Встроенная в тело христианской цивилизации,  эпоха антропоцентризма стала опытным полигоном свободной воли человека, уверовавшего в свои возможности.  Но ведь мера находится в диапазоне между недо- и пере-. И часто —  ценою жизни. Три поколения советских людей судьбами оплатили настоящее. Четвёртое поколение рождённых в ХХ веке унаследовало стойкую позицию в потоке творения. Удерживающий больше не понадобился. Советский Союз рухнул. В перспективе натекающей на нас из прошлого  мистерии мы снова в начале пути.

Четыре с лишним десятилетия рождаются те, кто прочно внедрён в реальность.

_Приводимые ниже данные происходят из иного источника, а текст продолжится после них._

PR #162, opened 2021-03-02
Update error handling for revocation scripts

lkatalin:
A clippy error on #161 indicated better ways of handling errors on revocation scripts. I've made updates here that should make the code more readable and make clippy happy. Also, added a unit test for an error case in the revocation scripts.

Tl;dr the error handling now largely takes place in `error.rs` and in the `run_revocation_actions()` function, which just adds some context (of which script was running) to an `Error::Execution` to create an `Error::Script`. This makes the `run_action()` function much shorter and gets rid of some redundant boilerplate code.


tests/unzipped/test_err.json
```diff
@@ -0,0 +1,3 @@
+{
+    "goodbye" : "there"
```
ashcrow, line 2: 😆👍

ashcrow (approved):

PR #165, opened 2021-03-05
Small fixes relating to Keylime components working together

lkatalin:
These all relate to running the `keylime_agent`, `keylime-verifier`, and `keylime-registrar` with `docker-compose`, but some of the fixes are also generally applicable. Backstory: I am trying to make sure the components can work together before writing the 3-party key protocol. These are changes I made while fixing some bugs or trying to understand them.

~~I am still debugging some errors, so there are probably a few more commits to be added. EDIT: But these could go in an immediate future PR as well.~~

~~Currently:
`ERROR keylime_agent::revocation   > Path for the 0mq socket: /tmp/secure/unzipped/RevocationNotifier-cert.crt doesn't exist`~~

### DIFF
--- a/docker/fedora/keylime_rust.Dockerfile
+++ b/docker/fedora/keylime_rust.Dockerfile
@@ -10,6 +10,7 @@ LABEL version="2.0.1" description="Keylime - Bootstrapping and Maintaining Trust
 
 # environment variables
 ARG BRANCH=master
+ENV KEYLIME_HOME ${HOME}/keylime
 ENV container docker
 COPY dbus-policy.conf /etc/dbus-1/system.d/
 
@@ -26,6 +27,7 @@ dbus \
 dbus-daemon \
 dbus-devel \
 dnf-plugins-core \
+efivar-devel \
 gcc \
 git \
 glib2-devel \
@@ -47,10 +49,16 @@ tpm2-abrmd \
 tpm2-tools \
 tpm2-tss \
 tpm2-tss-devel \
-uthash-devel"
+uthash-devel \
+czmq-devel"
 
 RUN dnf makecache && \
   dnf -y install $PKGS_DEPS && \
   dnf clean all && \
   rm -rf /var/cache/dnf/*
 
+# Move keylime.conf to expected location in /etc/
+WORKDIR ${KEYLIME_HOME}
+RUN git clone https://github.com/keylime/keylime.git && \
+cd keylime && \
+cp keylime.conf /etc/keylime.conf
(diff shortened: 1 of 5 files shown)


docker/fedora/keylime_rust.Dockerfile
```diff
@@ -47,10 +48,16 @@ tpm2-abrmd \
...
+czmq-devel"
 
 RUN dnf makecache && \
   dnf -y install $PKGS_DEPS && \
   dnf clean all && \
   rm -rf /var/cache/dnf/*
 
+# Move keylime.conf to expected location in /etc/
+WORKDIR ${KEYLIME_HOME}
+RUN git clone https://github.com/keylime/keylime.git $KEYLIME_HOME
```
ashcrow, line 61: nit: consider combining the RUN with `&& \` so it's one layer.

lkatalin: Good point, thanks.

ashcrow (commented):
Looks good so far. Let us know if you wish to add those extra commits referenced or if you'd prefer to put them through in a different PR!

lkatalin:
@ashcrow I think I'd actually like to merge it and add more in a bit. It would help with keeping track of branches while I test some things.

src/secure_mount.rs
```diff
@@ -111,7 +120,14 @@ pub(crate) fn mount() -> Result<String> {
                         .map(|path| {
                             info!("Changed path {} owner to root.", path);
                         })
-                        .map_err(|_| Error::SecureMount)?;
+                        .map_err(|e| {
+                            Error::SecureMount(
+                                format!(
+                                    "unable to change secure path dir owner to root: received exit code {}",
+                                    e.code().unwrap().unwrap() //#[allow_ci]
```
ashcrow, line 127: _Generally_ we want to avoid `unwrap` but there may be cases where it's fine. It may be worth noting in a comment why it's in use in these cases.

lkatalin: Completely agree. I don't think it can be avoided here, as they are `Option` types (but if you know a way, let me know). I added comments as suggested.

lkatalin:
@ashcrow Sorry to push a new version after you approved! I took your point about the `unwrap()` comments, and made a few small changes in the `dependencies` and `secure mount` commits. Also I had forgotten that I was still looking for input on the meaning of the comment on the `MOUNT_SECURE` flag [here](https://github.com/keylime/rust-keylime/pull/165/commits/2970c6cd80f63fcfb4803c0cce3eacabe880aa68#diff-b26887fc4e146bce39c62a2a1738f20dfd42357cbb76fe40708d259d8d6bb166L65). The original comment didn't seem to match the flag, so I made an update, but I want to know I am not misunderstanding something before it is merged.

lukehinds (approved):

lkatalin:
Merging this, as it had gotten two approvals, passed CI, and the update I pushed was just a comment.

PR #172, opened 2021-03-18
WIP to add keylime_tenant

lkatalin:
This is a draft. The goal is to get a tenant container to kick off provisioning the agent.

### DIFF
--- a/docker-compose.yml
+++ b/docker-compose.yml
@@ -1,5 +1,15 @@
 version: '3.6'
 services:
+  keylime-tenant:
+    build:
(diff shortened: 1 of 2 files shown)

 Восхождение к архетипам – уже не девиз, но скрытая доминанта сегодняшней истории. Исчерпали себя не истины, но формы их представления, навязанные временем. К новому виденью сегодня мы идём всем миром, но каждый – своим, опытным путём. Принцип наблюдающего участия оказывается основным принципом мироустройства. Смена позиции наблюдателя открывает взору всё более глубокие пласты бытия, актуализирующиеся в «здесь и сейчас» жизненного пространства. «Первоцветок» Гёте становится востребованным знанием обычного молодого человека. Мистерия продолжается.

Опубликовано: Социальные проблемы Великой русской революции. Коллективная монография под ред. В.Л. Обухова. СПб.: Издательство «Гамма», 2017. С. 72 – 82.  

 

[1] Мамардашвили М.К. Возможный человек.// Человек в зеркале наук. Труды методологического семинара «Человек». Межвузовский сборник. Л.: Издательство Ленинградского университета, 1991. С. 6 -18.

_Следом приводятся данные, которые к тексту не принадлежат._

Issue #170, opened 2021-03-16
Activate credential error 2337


lkatalin:
```
2f1-4a97-9ef7-75bd81c00000
keylime_agent_1      | WARNING:esys:src/tss2-esys/api/Esys_ActivateCredential.c:321:Esys_ActivateCredential_Finish() Received TPM Error 
keylime_agent_1      | ERROR:esys:src/tss2-esys/api/Esys_ActivateCredential.c:105:Esys_ActivateCredential() Esys Finish ErrorCode (0x00000921) 
keylime_agent_1      | Error: TPM(Tss2Error(FormatZero(FormatZeroResponseCode { .0: 2337, error_number: 33, format_selector: false, version: true, tcg_vendor_indicator: false, severity: true })))

```

lkatalin:
This is the full error with message and error kind:

```
Error: TPM { fullerror: Tss2Error(FormatZero(FormatZeroResponseCode { .0: 2337, error_number: 33, format_selector: false, version: true, tcg_vendor_indicator: false, severity: true })), kind: Some(Lockout), rc_message: "authorizations for objects subject to DA protection are not allowed at this time because the TPM is in DA lockout mode" }

```

lkatalin:
@puiterwijk Any ideas on this one? Searching around seems to indicate it may be related to not cleanly shutting down the TPM and could be fixed with a "clear" setting in the BIOS, but I am not sure.

lkatalin:
@puiterwijk Pointed out the following solutions (thanks!):

1. Make sure containers are removed after exiting, otherwise they may still be using the TPM and cause a lockout. I'm able to do this for the agent by running `docker-compose run --rm keylime_agent` (another way would be to exit with `docker-compose down`)
2. Clear the lockout (inside the container) with `tpm2_dictionarylockout --clear-lockout`
3. Use `tpm2_dictionarylockout --setup-parameters --recovery-time 0`(ONLY for testing, NOT to be used on systems that require real TPM security!)

Removing the containers seems to be working atm.

lkatalin:
If any of the above commands don't work, then try:
`sudo tpm2_changeauth -c owner`
`sudo tpm2_changeauth -c endorsement` or `sudo tpm2_changeauth -c endorsement -p keylime`

After each command, check the status with `echo $?` to make sure it succeeded (code `0`). It will print error messages even when it succeeds, so you must use `echo $?` to check.

lkatalin:
[...]

PR #179, opened 2021-04-05
Add Identity and Integrity Quote functionality

lkatalin:
This is a draft to return the identity Quote to the tenant. Outstanding todos:
- ~~Is it okay to generate the NK?~~
- ~~Is it okay to regenerate the AIK?~~
- How to get the [`TPM2B_ATTEST`](https://github.com/parallaxsecond/rust-tss-esapi/blob/main/tss-esapi-sys/src/bindings/x86_64-unknown-linux-gnu.rs#L3116) and [`Signature`](https://github.com/parallaxsecond/rust-tss-esapi/blob/main/tss-esapi/src/utils/mod.rs#L722) data types + the `NKpub` (which is an `openssl::rsa::Rsa<Public>`) into a format acceptable to [`actix_web::dev::Body`](https://docs.rs/actix-web/3.3.2/actix_web/dev/enum.Body.html)? This looks like it can be a String or bytes or maybe a `serde_json::Value`. But are these TSS ESAPI types compatible with any of those?

### DIFF
--- a/src/quotes_handler.rs
+++ b/src/quotes_handler.rs
@@ -1,8 +1,15 @@
 // SPDX-License-Identifier: Apache-2.0
 // Copyright 2021 Keylime Authors
 
+use crate::{
+    error::Error, registrar_agent::serialize_as_base64, tpm, QuoteData,
+};
 use actix_web::{web, HttpResponse, Responder};
-use serde::Deserialize;
+use log::*;
+use openssl::pkey::{PKey, Private, Public};
+use serde::{Deserialize, Serialize};
+use std::{convert::TryInto, sync::Mutex};
+use tss_esapi::Context;
 
 #[derive(Deserialize)]
 pub struct Ident {
@@ -17,7 +24,28 @@ pub struct Integ {
     partial: String,
 }
 
-pub async fn identity(param: web::Query<Ident>) -> impl Responder {
+// TODO: Is this how things will be parsed on the tenant side?
+// Reference: https://github.com/keylime/keylime/blob/master/keylime/tpm/tpm_main.py#L1014
+// TODO: What is the PCR blob supposed to be?
+#[derive(Debug, Serialize, Deserialize)]
+pub struct Quote<'a> {
+    #[serde(serialize_with = "serialize_as_base64")]
+    pub quote: &'a [u8],
+    #[serde(serialize_with = "serialize_as_base64")]
+    pub signature: &'a [u8],
+    #[serde(serialize_with = "serialize_as_base64")]
+    pub pcrblob: &'a [u8],
+    #[serde(serialize_with = "serialize_as_base64")]
+    pub nk_pub: &'a [u8],
+}
+
+// This is a Quote request from the tenant, which does not check
+// integrity measurement. It should return this data:
+// { QuoteAIK(nonce, 16:H(NK_pub)), NK_pub }
+pub async fn identity(
+    param: web::Query<Ident>,
+    data: web::Data<QuoteData>,
+) -> impl Responder {
     // nonce can only be in alphanumerical format
     if !param.nonce.chars().all(char::is_alphanumeric) {
         HttpResponse::BadRequest()
@@ -27,17 +55,23 @@ pub async fn identity(param: web::Query<Ident>) -> impl Responder {
             ))
             .await
     } else {
-        // place holder for identity quote code
-        HttpResponse::Ok()
-            .body(format!(
-                "Calling Identity Quote with nonce: {}",
-                param.nonce
-            ))
-            .await
+        info!("Calling Identity Quote with nonce: {}", param.nonce);
+
+        let idquote = tpm::quote(param.nonce.as_bytes(), None, data)?;
+
+        HttpResponse::Ok().json(idquote).await
     }
 }
 
-pub async fn integrity(param: web::Query<Integ>) -> impl Responder {
+// This is a Quote request from the cloud verifier, which will check
+// integrity measurement. The PCRs inclued in the Quote will be specified
+// by the mask, vmask. It should return this data:
+// { QuoteAIK(nonce, 16:H(NK_pub), xi:yi), NK_pub}
+// where xi:yi are additional PCRs to be included in the quote.
+pub async fn integrity(
+    param: web::Query<Integ>,
+    data: web::Data<QuoteData>,
+) -> impl Responder {
     // nonce, mask, vmask can only be in alphanumerical format
     if !param.nonce.chars().all(char::is_alphanumeric) {
         HttpResponse::BadRequest()
@@ -61,12 +95,12 @@ pub async fn integrity(param: web::Query<Integ>) -> impl Responder {
             ))
             .await
     } else {
-        // place holder for integrity quote code
-        HttpResponse::Ok()
-            .body(format!(
-                "Calling Integrity Quote with nonce: {}",
-                param.nonce
-            ))
-            .await
+        info!("Calling Itegrity Quote with nonce: {}", param.nonce);
+
+        // todo: mask or vmask?
+        let integrityquote =
+            tpm::quote(param.nonce.as_bytes(), Some(&param.mask), data)?;
+
+        HttpResponse::Ok().json(integrityquote).await
     }
 }
--- a/src/error.rs
+++ b/src/error.rs
@@ -111,4 +111,6 @@ impl From<tss_esapi::Error> for Error {
     }
 }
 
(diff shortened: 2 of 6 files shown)


lkatalin:
I'm un-drafting this not because it's done, but because I could use reviews on this version of it.

lkatalin:
I updated this to get a few steps closer to what I think will be needed to send the data back to the tenant with serializing an `IdentQuote` struct (modeled on how we are returning data in `registrar_agent.rs` for activation and registration). Many questions remain about returning this data. Currently, sending any test JSON back to the tenant (ex. `{}`) results in a JSON parsing error on the tenant side. Still debugging this and could use any wisdom.

I also ended up changing some of the functions in `crypto.rs` to return and handle `PKey`s instead of `Rsa`, based on #181. And also have added some functionality in `tpm.rs`. These could be split off into their own PRs for the sake of organization.

src/quotes_handler.rs
```diff
@@ -27,17 +68,62 @@ pub async fn identity(param: web::Query<Ident>) -> impl Responder {
...
+                err,
+                kind: None,
+                message: format!("TPM identity quote error: {:?}", err),
+            })?;
+
+        let idquote = IdentQuote {
+            quote: "placeholderquote".as_bytes(),
+            signature: "placeholdersig".as_bytes(),
+            pcrblob: "placeholderpcrblob".as_bytes(),
+            nk_pub: &nk_pub.public_key_to_pem().unwrap(), //#[allow_ci] can't convert openssl ErrorStack to ResponseError
```
ashcrow, line 117: I'm OK with this as is since it's an iteration but could the `unwrap` be replaced with a `match` before this block with a rewrap of the error?

lkatalin:
I broke off parts of this into other PRs to keep things more tidy and make it easier to review. This should pass CI when it's rebased on some of those others.

lkatalin:
Needs to be rebased on other PRs. WIP.

lkatalin:
There remains some trouble with passing in a struct with a Mutex inside of it to actixweb. I'm going to try to figure this out tomorrow. Also need to add testing for the `read_mask()` function, and the biggest blocker is still how to pass back the data to the tenant and verifier.

lkatalin:
New version is up for review. The only incomplete part is the return of the data in the `Quote` structure, which requires being able to turn a `TPM2B_ATTEST` struct and a `Signature` struct into bytes, figuring out what the [PCR blob](https://github.com/keylime/keylime/blob/master/keylime/tpm/tpm_main.py#L1011) is supposed to be, and figuring out how the CV and tenant parse out the `NK_pub`.

lkatalin:
> New version is up for review. The only incomplete part is the return of the data in the `Quote` structure, which requires being able to turn a `TPM2B_ATTEST` struct and a `Signature` struct into bytes, figuring out what the [PCR blob](https://github.com/keylime/keylime/blob/master/keylime/tpm/tpm_main.py#L1016) is supposed to be, and figuring out how the CV and tenant parse out the `NK_pub`.

Update: the "PCR blob" appears to be a "PCR input file to save the list of PCR values that were included in the quote", as documented in [`tpm2_checkquote`](https://www.mankier.com/1/tpm2_checkquote), based on this [line](https://github.com/keylime/keylime/blob/149dffe7aa7ba8296689710854317545778d2414/keylime/tpm/tpm_main.py#L985) in Python Keylime's tpm file.

lkatalin:
This is the error from the tenant when trying to send back any JSON from the identity quote handler (even `"[]"`):

```
2021-04-21 17:53:47.156 - keylime.tenant - INFO - Agent D432FBB3-D2F1-4A97-9EF7-75BD81C00000 deleted from the CV
[root@localhost ~]# keylime_tenant -v 127.0.0.1 -t 127.0.0.1 -f /root/excludes.txt --uuid D432FBB3-D2F1-4A97-9EF7-75BD81C00000 --allowlist /root/allowlist.txt --exclude /root/excludes.txt -c add
Using config file /etc/keylime.conf
2021-04-21 17:54:09.805 - keylime.tpm - INFO - TPM2-TOOLS Version: 4.3.0
2021-04-21 17:54:09.807 - keylime.tenant - INFO - Setting up client TLS in /var/lib/keylime/cv_ca
2021-04-21 17:54:09.807 - keylime.tenant - INFO - TPM PCR Mask from policy is 0x408000
2021-04-21 17:54:09.807 - keylime.tenant - INFO - TPM PCR Mask from policy is 0x808000
/usr/lib/python3.9/site-packages/urllib3/connectionpool.py:997: InsecureRequestWarning: Unverified HTTPS request is being made to host '127.0.0.1'. Adding certificate verification is strongly advised. See: https://urllib3.readthedocs.io/en/latest/advanced-usage.html#ssl-warnings
  warnings.warn(
  File "/usr/local/bin/keylime_tenant", line 33, in <module>
    sys.exit(load_entry_point('keylime==0.0.0', 'console_scripts', 'keylime_tenant')())
  File "/usr/local/lib/python3.9/site-packages/keylime-0.0.0-py3.9.egg/keylime/cmd/tenant.py", line 15, in main
    tenant.main()
  File "/usr/local/lib/python3.9/site-packages/keylime-0.0.0-py3.9.egg/keylime/tenant.py", line 1048, in main
    mytenant.do_quote()
  File "/usr/local/lib/python3.9/site-packages/keylime-0.0.0-py3.9.egg/keylime/tenant.py", line 765, in do_quote
    raise e
  File "/usr/local/lib/python3.9/site-packages/keylime-0.0.0-py3.9.egg/keylime/tenant.py", line 750, in do_quote
    response_body = response.json()
  File "/usr/lib/python3.9/site-packages/requests/models.py", line 898, in json
    return complexjson.loads(self.text, **kwargs)
  File "/usr/lib64/python3.9/site-packages/simplejson/__init__.py", line 525, in loads
    return _default_decoder.decode(s)
  File "/usr/lib64/python3.9/site-packages/simplejson/decoder.py", line 373, in decode
    raise JSONDecodeError("Extra data", s, end, len(s))
simplejson.errors.JSONDecodeError: Extra data: line 1 column 10 - line 1 column 25 (char 9 - 24)
```

mpeters:
@lkatalin can you capture the exact HTTP response that's sent to the server side? Either put some debug code on the server side before it does the parsing of the JSON or maybe use wireshark to intercept in between.

lkatalin:
> @lkatalin can you capture the exact HTTP response that's sent to the server side? Either put some debug code on the server side before it does the parsing of the JSON or maybe use wireshark to intercept in between.

Wireshark was a great idea. It looks like the agent itself may be returning a `500: Internal Server Error` to the quote request, though I could be wrong as I'm just learning to use Wireshark today. Compare the good response from the Python agent with `HTTP/JSON` ...

pythonagentresponse

...vs. the bad response from the Rust agent:

rustagentresponse

This is strange as the actix_web handler returns an `HttpResponse::Ok` in the code. I actually do have an idea of one thing that could be causing it, but I can't try it at the moment because using the Python agent locked me out of the TPM again and none of the commands that worked to unlock it last time (documented [here](https://github.com/keylime/rust-keylime/issues/170)) are working.

lukehinds:
I suspect this might be from a type disparity, I run into these all the time when trying to get a python based app to talk with a rust/go/c etc app due to pythons uni / byte code handling

We could try printing out `response_body = response.json()` (line 750 in tenant.py) and then scrutinise the different structure / encoding of the reply from both the python agent and the rust agent. Ping me on hangouts if you need someone to grab the python side.

lkatalin:
After unlocking the TPM with `tpm2_clear` (all of the other commands from [here](https://github.com/keylime/rust-keylime/issues/170) somehow did not work), I reverse engineered the Python packets further and managed to get past the JSON error by sending these data structures with hardcoded data that I got from the Python packets:

```
#[derive(Serialize)]
struct JsonWrapper {
    code: u32, // must be hand-coded for some reason instead of coming from actual web data?
    status: String, // this too
    results: MyObj
}

#[derive(Serialize)]
struct MyObj {
    quote: String,
    hash_alg: String,
    enc_alg: String,
    sign_alg: String,
    pubkey: String,
}
```

I have no idea yet how this relates to the Quote + Sig + PCRblob parsed [here](https://github.com/keylime/keylime/blob/149dffe7aa7ba8296689710854317545778d2414/keylime/tpm/tpm_main.py#L1014). My guess is that all goes in the `quote` field.

Next I'll insert the actual values from a current quote instead of hardcoded values and see if I can get past the "invalid quote" error.

lkatalin:
Closing as this has been superseded by #195 and #196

[2]  Гумбольдт В. О различии строения человеческих языков и его влиянии на духовное развитие человечества.// Гумбольдт В. Избранные труды по языкознанию. М.: Прогресс, 1984. С. 37 – 297.

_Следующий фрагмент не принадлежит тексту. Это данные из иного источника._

PR #181, opened 2021-04-06
Pass a PKeyRef to asym_verify

puiterwijk:
Ensure we no longer need to clone the RSA key every time we want to
validate anything.

Signed-off-by: Patrick Uiterwijk <patrick@puiterwijk.org>


puiterwijk:
A fix for the clippy lint is in #182

lkatalin (approved):
:+1:

PR #504, opened 2026-03-03
Enhance routing engine

redfieldchristabel:
### Description
This PR introduces a significant architectural enhancement to `shelf_router` by replacing the existing linear regex-based matching engine with a high-performance **Trie-based routing engine**.

#### Why this change?
The current implementation utilizes a list of regex patterns, resulting in **$O(N)$** lookup complexity where performance degrades linearly as the number of routes increases. This enhancement shifts the complexity to **$O(L)$**, where $L$ is the depth of the path segments, ensuring that routing time remains constant regardless of the total API surface area.

#### Performance Impact
Benchmarks were conducted comparing the old linear engine against this new Trie implementation at a scale of **10,000 routes**. By isolating routing logic from I/O overhead, the following results were achieved:

| Metric | Linear Router (Old) | Trie Router (New) | Improvement |
| :--- | :--- | :--- | :--- |
| **Worst-Case Match** | 191.600 μs | 21.132 μs | **~9x Faster** |
| **100k Iterations** | 19,159 ms | 2,113 ms | **17 seconds saved** |

The Trie engine effectively eliminates the "long-tail" latency penalty for large API structures and provides a massive boost to **404 (Not Found)** response times by failing fast at the first mismatched segment.

### Key Changes
* **New Trie Engine**: Implemented `TrieNode` and `TrieRouter` in `lib/src/trie.dart` to manage segment-based traversal.
* **Router Integration**: Updated `Router` in `lib/src/router.dart` to utilize the Trie for adding, mounting, and matching routes.
* **Catch-All Support**: Added optimized handling for catch-all parameters (e.g., `<path|[^]*>`) often used in sub-router mounting.
* **Breaking Change**: While maintaining major compatibility, the internal matching priority and the removal of deprecated members (like `Router.handler`) are included to align with this performance-first architecture.

### Relevant Issues
* Fixes performance bottlenecks in high-density route tables.
* Addresses architectural limitations of regex-based matching.

### Checklist
- [x] I’ve reviewed the contributor guide and applied the relevant portions to this PR.
- [x] New logic in `trie.dart` includes unit tests and has been verified with coverage tools.
- [x] Code follows the Dart style guide and has been formatted using `dart format`.
- [x] Added an entry to the `CHANGELOG.md` for the upcoming breaking release.


redfieldchristabel:
> Thanks for your pull request! It looks like this may be your first contribution to a Google open source project. Before we can look at your pull request, you'll need to sign a Contributor License Agreement (CLA).
> 
> View this [failed invocation](https://github.com/dart-lang/shelf/pull/504/checks?check_run_id=65508692272) of the CLA check for more information.
> 
> For the most up to date status, view the checks section at the bottom of the pull request.

I have register the google cla form. please recheck

kevmoo:
@redfieldchristabel – I'm guessing you're using an agent here? That's fine just be very careful that you understand everything you're uploading. This is a LOT of code to review.

Also: please remove all of the `.idea` files!

redfieldchristabel:
> This repo is not ready for a workspace. You went too far there, my friend.

oh i see.

Then could you help, because I never use mono_repo package before, how to make the package use the sibling package instead of the one hosted in pubdev ?

The tests are failing because the annotation `@Use` does not exist.
I did tried to use the path reference `../`. It works, but it cannot be publish right?
`

> Also: please remove all of the `.idea` files!

Can I use the gitignore instead? sory miss that one.

redfieldchristabel:
> To keep your future PRs clean without having to manually ignore them every time, you can add them to your **global gitignore** file:
> 
>     1. **Open/Create your global ignore file:**
>        `git config --global core.excludesfile ~/.gitignore_global`
> 
>     2. **Add the IDE folder:**
>        `echo ".idea/" >> ~/.gitignore_global`
> 
> 
> That way, Git will hide those files from all your projects automatically!

Wow, that's nice one, never knew we have global gitignore.

But other contributors will still accidentally add them? Should the repo git ignore work better here?

pubspec.yaml
redfieldchristabel: @kevmoo 

Is this okay for the automation not to confuse?

redfieldchristabel:
> @redfieldchristabel: this is a HUGE breaking change to how the router works. I'm getting the feeling you don't understand what's going on here.
> 
> I'm going to close this out. I'd suggest trying smaller changes with code you're familiar with.

i think the number huge because the test.

the main class i did  change was the router it self. 
If i dont know what im doing that i won't mark this as breaking chance at all. Causr i dont know.

router generator is to support the change i make in in router package.

won't it be nice to ser the trie route implementation and find the flaws there?

kevmoo:
@redfieldchristabel – see https://github.com/dart-lang/shelf/pull/509

redfieldchristabel:
> @redfieldchristabel note how I started with https://github.com/dart-lang/shelf/pull/508/ – not only to add the benchmark, but also to make sure behavior is not changed

ya you right. Since your Dart team, I think your approach is better. Can we also support middleware per request. I see the code but the gemini review not mentioning this at all.

I think this is nice feat to have so validation like body or something easy to implement like express js can. Thanks for implementing this feature btw.

redfieldchristabel:
@kevmoo

Can router also supports :id as well as the <id>

syntax?

most modern library use this syntax.

dart flutter router also use this syntax. we can move the regex to the router parameter if you want to still have regex check for the parameters like my match. or it is not good idea since it will promote breaking change?

redfieldchristabel:
@kevmoo

can we add support to generator to provide a annotations for middleware per route.


like the @Use or something like this for code generation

[3] Хайдеггер М. Бытие и время. СПб.: «Наука», 2006.  С. 59 – 62, 160 – 170.

[4] Пирс Ч.С.0, Избранные философские произведения. М.: Логос, 2000. С. 116 – 161.

[5] Хайдеггер М. Путь к языку. // Хайдеггер М. Время и бытие. Статьи и выступления. М. : Республика,1993. С. 259 – 273.

[6] Фуко М.. Слова и вещи. Археология гуманитарных наук. СПб.: A-cad, 1994.  С. 399-400.

[7] Шишкина-Ярмоленко Л.С. Язык и познание. Опыт лингвистической антропологии.  СПб.: Астерион, 2004.

[8]  Белый А. Почему я стал символистом… // Белый А. Символизм как миропонимание. М.: Республика, 1994.    С. 418 – 493.

[9] См. подробнее: Шишкина-Ярмоленко Л.С. Язык и познание. Опыт лингвистической антропологии. СПб.: Астерион, 2004. С. 122 – 171. Она же.  Супрематизм в социально-антропологической перспективе.// ОТыДО. Траектории петербургского авангарда. Материалы международной конференции. Альманах «Аполлон» № 3. СПб.:«Аполлон», 2010. С. 267 – 281.  Она же.  Живописный эпос Малевича и Филонова. //Цвет в искусстве авангарда. Материалы международной научной конференции. СПб.: ГМИ СПб., 2011. С. 81 – 94.